■ WORK TASK: Go over the listing below line by line and tally those containing "include". Give only the tally.
(SOURCE DATA begins)
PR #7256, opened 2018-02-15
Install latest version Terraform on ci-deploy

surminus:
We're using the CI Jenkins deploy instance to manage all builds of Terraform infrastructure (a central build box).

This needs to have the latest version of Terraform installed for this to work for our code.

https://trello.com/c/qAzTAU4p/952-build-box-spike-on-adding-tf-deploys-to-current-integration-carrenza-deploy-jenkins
(SOURCE DATA ends)
(SOURCE DATA begins)
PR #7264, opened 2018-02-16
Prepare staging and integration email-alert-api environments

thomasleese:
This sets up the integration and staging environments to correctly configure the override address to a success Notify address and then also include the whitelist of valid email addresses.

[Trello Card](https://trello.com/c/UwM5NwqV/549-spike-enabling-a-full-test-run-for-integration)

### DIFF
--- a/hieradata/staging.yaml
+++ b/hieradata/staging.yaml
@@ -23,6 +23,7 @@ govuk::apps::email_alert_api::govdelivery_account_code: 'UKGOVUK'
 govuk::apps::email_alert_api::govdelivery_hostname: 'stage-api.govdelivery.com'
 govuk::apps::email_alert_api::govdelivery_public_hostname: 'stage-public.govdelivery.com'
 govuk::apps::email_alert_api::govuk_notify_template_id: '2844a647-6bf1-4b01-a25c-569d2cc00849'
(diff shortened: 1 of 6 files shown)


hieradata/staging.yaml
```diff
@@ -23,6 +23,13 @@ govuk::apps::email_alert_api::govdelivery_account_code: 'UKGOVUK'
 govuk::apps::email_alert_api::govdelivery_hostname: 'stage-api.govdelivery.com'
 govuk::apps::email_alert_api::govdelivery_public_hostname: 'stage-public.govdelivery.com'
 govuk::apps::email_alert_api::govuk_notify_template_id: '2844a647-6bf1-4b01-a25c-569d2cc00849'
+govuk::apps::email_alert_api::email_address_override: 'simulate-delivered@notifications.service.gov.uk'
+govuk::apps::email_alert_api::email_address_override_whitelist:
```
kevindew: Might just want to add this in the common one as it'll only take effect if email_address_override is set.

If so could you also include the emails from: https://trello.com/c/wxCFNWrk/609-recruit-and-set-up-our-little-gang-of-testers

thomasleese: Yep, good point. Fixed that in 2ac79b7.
(SOURCE DATA ends)
■ ANSWER TO THIS TASK: 2